Finally, as to the dependent variable, each crime category had three scenarios. Three crime categories were constructed based on the combination of the responses to the respective three scenarios. Cronbach Alpha values differ notably, and two of them are lower than the .7 level suggested by Kline (1999). While we acknowledge it as a potential sign of weak internal consistency of items, it is somewhat understandable given that these scenarios present different vignettes. Tavakol and Dennick (2011) see heterogeneous constructs as one of the causes of low value of alpha, which we believe to be the primary cause for the value observed in white-collar crime scenarios. Mean scores for two white-collar crime scenarios, as seen in Table 2, are rather similar, while the score for the scenario involving the deliberate use of unsafe meat is relatively higher. It may be due to the differential perceived consequences of these three offenses. The scenario with the highest score of reporting intention is the one that, at face value, is more likely to induce physical harm to people consuming food. Overall, instead of running 9 regression models for each crime, creating 3 indices for different crime categories was deemed as a more practical option.
As to the principal component analysis of the responses given to scenarios, all factor loadings achieved exceed the threshold mentioned earlier. Again, a one-factor solution was generated for all crime categories. The principal component analysis for three crime categories are as follows; violent crime (eigenvalue1 = 1.777, variance 1/59.24%, KMO = .603, Bartlett’s Test of Sphericity = p < .001), property crime (eigenvalue1 = 1.653, variance 1/55.08%, KMO = .601, Bartlett’s Test of Sphericity = p < .001) and white-collar crime (eigenvalue1 = 1.532, variance 1/51.05%, KMO = .520, Bartlett’s Test of Sphericity = p < .001).
Regression Outputs
Next, ordinal regression was used to analyze the relationship between a single dependent variable (ordinal) and multiple independent variables. Before running an ordinal logistic regression, we tested several assumptions for the analysis to be reliable and valid. The results of a test of parallel lines for all three models suggest that the proportional odds assumption is met since the p-value was greater than .05 in two models, and almost equal to .05 in one model. The significance level of goodness of fit tests for all three models was greater than .05 as well, whereas model-fitting information results indicate a good level of fit between the model and data (p values ranging between .003 and .025).

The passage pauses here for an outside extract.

PR #4236, opened 2018-03-30
Fix acceleration code to use RapidJSON properly

obelisk:
The acceleration code was not updated to reflect the proper typing of RapidJSON deserialization, thus we were always failing the IsString() check and never running accelerated mode.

Results of Ordinal Logistic Regression Analysis: Predictors of Witness Decision-Making for Violent Crime (n = 222).
**Correlation is significant at the .01 level (2-tailed).
*Correlation is significant at the .05 level (2-tailed).

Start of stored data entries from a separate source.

PR #4238, opened 2018-03-30
Add a namespace test for process_open_sockets/listening_ports

alessandrogario:
This commit adds a small test for the net namespace support in process_open_sockets and listening_ports tables.

### DIFF
--- a/osquery/tables/networking/linux/tests/namespace_tests.cpp
+++ b/osquery/tables/networking/linux/tests/namespace_tests.cpp
@@ -1,0 +1,175 @@
+/**
+ *  Copyright (c) 2014-present, Facebook, Inc.
+ *  All rights reserved.
+ *
+ *  This source code is licensed under both the Apache 2.0 license (found in the
+ *  LICENSE file in the root directory of this source tree) and the GPLv2 (found
+ *  in the COPYING file in the root directory of this source tree).
+ *  You may select, at your option, one of the above-listed licenses.
+ */
+
+#include <gtest/gtest.h>
+
+#include <osquery/logger.h>
+#include <osquery/sql.h>
+
+#include "osquery/tests/test_additional_util.h"
+#include "osquery/tests/test_util.h"
+
+#include <netinet/in.h>
+#include <sched.h>
+#include <signal.h>
+#include <sys/socket.h>
+#include <sys/types.h>
+#include <unistd.h>
+
+namespace {
+const int kNamespaceTestPort = 27960;
+
+// It is easier to allocate these structures here instead of inside the
+// new entry point (which may cause stack issues)
+struct sockaddr_in server_addr = {};
+struct sockaddr_in client_addr = {};
+
+// The new entry point used by the listening_ports_table test; this
+// code just listens for a new client and terminates after a connection
+// has been received
+int NetNamespaceTests_CloneEntryPoint(void*) {
+  server_addr.sin_family = AF_INET;
+  server_addr.sin_addr.s_addr = htonl(INADDR_ANY);
+  server_addr.sin_port = htons(kNamespaceTestPort);
+
+  auto server_socket = socket(AF_INET, SOCK_STREAM, 0);
+  if (server_socket == -1) {
+    std::cerr << "Failed to create the socket\n";
+    return 1;
+  }
+
+  if (bind(server_socket,
+           reinterpret_cast<struct sockaddr*>(&server_addr),
+           sizeof(server_addr)) != 0) {
+    std::cerr << "bind() has failed\n";
+    return 1;
+  }
+
+  if (listen(server_socket, 1) != 0) {
+    std::cerr << "listen() has failed\n";
+    return 1;
+  }
+
+  socklen_t client_addr_size = sizeof(client_addr);
+  auto client_socket = accept(server_socket,
+                              reinterpret_cast<struct sockaddr*>(&client_addr),
+                              &client_addr_size);
+  if (client_socket == -1) {
+    std::cerr << "accept() has failed\n";
+    return 1;
+  }
+
+  close(client_socket);
+  close(server_socket);
+
+  return 0;
+}
+} // namespace
+
+namespace osquery {
+namespace tables {
+class NetNamespaceTests : public testing::Test {};
+
+TEST_F(NetNamespaceTests, listening_ports_table) {
+  // Get the current net namespace
+  std::string net_path = "/proc/" + std::to_string(getpid()) + "/ns/net";
+
+  char current_net_namespace[PATH_MAX] = {};
+  if (readlink(net_path.data(), current_net_namespace, PATH_MAX - 1) == -1) {
+    std::cerr << "Failed to acquire the current net namespace. Are namespaces "
+                 "enabled? Skipping this test...";
+    return;
+  }
+
+  // Clone the process while also creating a new net namespace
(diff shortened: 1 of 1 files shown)


osquery/tables/networking/linux/tests/namespace_tests.cpp
```diff
@@ -0,0 +1,175 @@
...
+
+#include <gtest/gtest.h>
+
+#include <osquery/logger.h>
+#include <osquery/sql.h>
+
+#include "osquery/tests/test_additional_util.h"
+#include "osquery/tests/test_util.h"
+
+#include <netinet/in.h>
```
muffins: Bring these up above to keep consistent header include order.

osquery/tables/networking/linux/tests/namespace_tests.cpp
```diff
@@ -0,0 +1,175 @@
...
+#include <sys/socket.h>
+#include <sys/types.h>
+#include <unistd.h>
+
+namespace {
+const int kNamespaceTestPort = 27960;
+
+// It is easier to allocate these structures here instead of inside the
+// new entry point (which may cause stack issues)
+struct sockaddr_in server_addr = {};
```
muffins: What kinds of stack issues were you seeing? Any time we have global level variables like this it makes me a bit nervous as they're not `const`.

osquery/tables/networking/linux/tests/namespace_tests.cpp
```diff
@@ -0,0 +1,175 @@
...
+// code just listens for a new client and terminates after a connection
+// has been received
+int NetNamespaceTests_CloneEntryPoint(void*) {
+  server_addr.sin_family = AF_INET;
+  server_addr.sin_addr.s_addr = htonl(INADDR_ANY);
+  server_addr.sin_port = htons(kNamespaceTestPort);
+
+  auto server_socket = socket(AF_INET, SOCK_STREAM, 0);
+  if (server_socket == -1) {
+    std::cerr << "Failed to create the socket\n";
```
muffins: Why `std::cerr`? Why not make use of `LOG(ERROR)`?

osquery/tables/networking/linux/tests/namespace_tests.cpp
```diff
@@ -0,0 +1,175 @@
...
+
+  char current_net_namespace[PATH_MAX] = {};
+  if (readlink(net_path.data(), current_net_namespace, PATH_MAX - 1) == -1) {
+    std::cerr << "Failed to acquire the current net namespace. Are namespaces "
+                 "enabled? Skipping this test...";
+    return;
+  }
+
+  // Clone the process while also creating a new net namespace
+  std::uint8_t new_stack[4096U];
```
muffins: Maybe make this a global stack size variable? Either that or do the `std::vector<char>` trick?

osquery/tables/networking/linux/tests/namespace_tests.cpp
```diff
@@ -0,0 +1,175 @@
...
+  auto child_id =
+      clone(NetNamespaceTests_CloneEntryPoint, new_stack_ptr, CLONE_NEWNET, 0);
+  EXPECT_NE(child_id, -1);
+  if (child_id == -1) {
+    std::cerr << "clone() has failed; root privileges are required to create a "
+                 "new namespace\n";
+    return;
+  }
+
+  sleep(1);
```
muffins: can this be a `pauseMilli` to pause the thread as opposed to `sleep`?

osquery/tables/networking/linux/tests/namespace_tests.cpp
```diff
@@ -0,0 +1,175 @@
...
+
+  auto kill_err = kill(child_id, SIGKILL);
+  EXPECT_NE(kill_err, -1);
+  if (kill_err == -1) {
+    std::cerr
+        << "The child process could not be killed (it may have crashed)\n";
+    return;
+  }
+
+  // clang-format off
```
muffins: Why no clang formatting here? Can the lambda not be re-arranged?

muffins:
ok to test

osquery/tables/networking/linux/tests/namespace_tests.cpp
alessandrogario: I am allocating the stack manually due to how the clone() syscall works with the flags I'm passing; I noticed that if I start doing too many things it will crash

osquery/tables/networking/linux/tests/namespace_tests.cpp
alessandrogario: I don't expect this output to be show up or be important as this is just the secondary entry point and any possible error is caught by the main process. I'm mainly afraid to make it crash when calling those functions. I used std::cerr because I found out it was working fine

osquery/tables/networking/linux/tests/namespace_tests.cpp
alessandrogario: I have tried to place the new stack on the heap but failed (it was causing the clone to crash).

osquery/tables/networking/linux/tests/namespace_tests.cpp
alessandrogario: Sure!

osquery/tables/networking/linux/tests/namespace_tests.cpp
alessandrogario: I can remove it, I thought it was more readable but maybe it's not!

osqueryer:
:-1: The commit 0251236317efa2d154523d0ee39aa7a22cd2134e (Job results: [6775](https://jenkins.osquery.io/job/osqueryPullRequestLinux/6775/)) failed one or more tests (**Linux**).

osqueryer:
:-1: The commit 0251236317efa2d154523d0ee39aa7a22cd2134e (Job results: [6777](https://jenkins.osquery.io/job/osqueryPullRequestLinux/6777/)) failed one or more tests (**Linux**).

alessandrogario:
It doesn't look like I'm able to see the output of the tests; it is going to fail if the osquery_table_tests executable is not run as root (it is needed to create a new net namespace). Another option is that maybe it is already being run inside a container and this may cause issues (but i'm not really sure about this!)

theopolis:
ping @alessandrogario!

alessandrogario:
Hey @theopolis!

The test requires a privileged user to be run correctly, but it seemed like the tests were not being run as root. Should I abort this PR?

Smjert:
> Hey @theopolis!
> 
> The test requires a privileged user to be run correctly, but it seemed like the tests were not being run as root. Should I abort this PR?

Is this the only issue there is for this (beyond time)?

I've recently had to add a way to run tests as root for the container access implementation:
https://github.com/osquery/osquery/blob/c3bd427f4de830429f34af59dcc908287619edf3/osquery/worker/ipc/posix/CMakeLists.txt#L39-L44

So basically you provide a label to the command that launches only the tests that require root.
Azure Pipelines will call ctest two times, one with all the test that do not have that label, and one with all the one that have it, using sudo in front of it.

theopolis:
Thanks again for your contribution and pull request! Heads up, we are going to close older PRs to help with project organization and focus. If you are still eager to land your changes please feel welcomed to re-open the request. If you feel like you were waiting for answers or a review from other project contributors please mention me and I'll take a look as soon as possible.

PR #4247, opened 2018-04-01
Add documentation for Darwin ALF "Block all incoming connections" mode

benmai:
This PR adds documentation for "Block all incoming" connections mode in macOS.

When macOS application layer firewall is in "Block all incoming connections" mode, the `global_state` column of the `alf` table is `2`:

screenshot 2018-03-31 20 07 31

```
osquery> select global_state from alf;
+--------------+
| global_state |
+--------------+
| 2            |
+--------------+
```

I'm open to suggestions on wording, but want to fix this documentation because I ran into a problem where I thought ALF was not enabled on a bunch of devices when it actually was enabled in the strictest mode.  😄

### DIFF
--- a/specs/darwin/alf.table
+++ b/specs/darwin/alf.table
@@ -3,7 +3,7 @@ description("OS X application layer firewall (ALF) service details.")
 schema([
     Column("allow_signed_enabled", INTEGER, "1 If allow signed mode is enabled else 0"),
     Column("firewall_unload", INTEGER, "1 If firewall unloading enabled else 0"),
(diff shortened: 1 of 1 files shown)


theopolis:
ok to test

osqueryer:
:-1: The commit b808f1ba9067a6c2d51e66656e1a12117e0644a6 (Job results: [3930](https://jenkins.osquery.io/job/osqueryPullRequestWindows/3930/)) failed one or more tests (**Windows**).

PR #4248, opened 2018-04-01
update specs at the root directory to include windows

groob:
Fixes https://github.com/osquery/osquery-site/issues/29
The root directory was only accounting for darwin and linux.


theopolis:
Should we add `freebsd` too?

theopolis:
@osqueryer, test this please

groob:
@theopolis does the `posix` folder include `freebsd`? I would think so, but double checking.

Results of Ordinal Logistic Regression Analysis: Predictors of Witness Decision Making for Property Crime (n = 222).
**Correlation is significant at the .01 level (2-tailed).
*Correlation is significant at the .05 level (2-tailed).

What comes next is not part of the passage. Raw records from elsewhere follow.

PR #4249, opened 2018-04-02
Adding behavioral reverse shell detection to osx-attacks

clong:
This is based off of the blog post here: https://clo.ng/blog/osquery_reverse_shell/

TL;DR - Reverse shells typically have:
- A process of Python, /bin/sh, or /bin/bash
- No associated open files (including TTYs)
- An open socket

It would be awesome if anyone with a fairly decent sized fleet of macs could test this out in their environment, but in my testing it was extremely high signal. 

Also, feel free to suggest improvements to the SQL if there are optimizations that can be made. I got the query to a working state, but I'm positive it's not in an optimal state.

### DIFF
--- a/packs/osx-attacks.conf
+++ b/packs/osx-attacks.conf
@@ -537,6 +537,19 @@
       "version" : "2.8.0",
       "description" : "MaMi OSX Malware 2017-01-12 (https://objective-see.com/blog/blog_0x26.html)",
       "value" : "bogus certificate added to key store by this malware"
+    },
+    "Behavioral_Reverse_Shell": {
+      "query" : "SELECT processes.pid, processes.parent, processes.name, processes.path, \
+        processes.cmdline, processes.cwd, processes.root, processes.uid, processes.gid, \
+        processes.start_time \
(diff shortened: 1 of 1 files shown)


muffins:
ok to test

packs/osx-attacks.conf
```diff
@@ -537,6 +537,19 @@
       "version" : "2.8.0",
       "description" : "MaMi OSX Malware 2017-01-12 (https://objective-see.com/blog/blog_0x26.html)",
       "value" : "bogus certificate added to key store by this malware"
+    },
+    "Behavioral_Reverse_Shell": {
+      "query" : "SELECT DISTINCT(processes.pid), processes.parent, processes.name, processes.path, \
```
muffins: Why the distinct? Is there a concern with multiple process entires for a single pid?

echeng622:
Would be dope if it returned the parent process name :)

clong:
@echeng622 - Agreed! Doing that in https://github.com/facebook/osquery/pull/4255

Results of Ordinal Logistic Regression Analysis: Predictors of Witness Decision-Making for White-Collar Crime (n = 222).
**Correlation is significant at the .01 level (2-tailed).
*Correlation is significant at the .05 level (2-tailed).
Discussion
As argued by Tyler (2012, 77), “a citizen’s decision to inform the police of crimes they have witnessed or experienced is a critical juncture in the criminal justice process…“. The current study identified a greater level of intent among 222 Azerbaijani students to notify the authorities of all crime categories presented, a similar finding reported in different jurisdictions among various population groups (e.g., Davis & Henderson, 2003; Khondaker et al., 2015; Nicksa, 2014). Thus, one could argue that irrespective of jurisdiction and demographic group (general population or subsection of general population) people, at least in theory, are willing to inform the authorities and exercise informal control. Nonetheless, the fact that self-reported willingness is high does not necessarily translate to actual preparedness to report. Thus, Linning and Barnes (2020) found that 74.4% of witnesses did not report the incident to the police. A vignette study on reporting cybercrimes to the police also produced a similar result, where while nearly two-third of the respondents indicated reporting the cybercrimes in the vignettes, a mere 13% of victims made a report to the police (van de Weijer et al., 2020).
While self-reported willingness is generally high among our student sample, the mean scores indicate an important difference between crime types. Property crime and violent crime are more likely to be reported than white-collar offenses, which is one of the major contributions of this paper to the literature not only on law enforcement-citizen cooperation but also on white-collar criminality. As noted previously, our understanding of witnesses’ decision-making is currently limited to traditional offenses, such as violence and theft, and thus, whether witnesses would behave (under hypothetical circumstances) differently in the case of white-collar criminality is unknown.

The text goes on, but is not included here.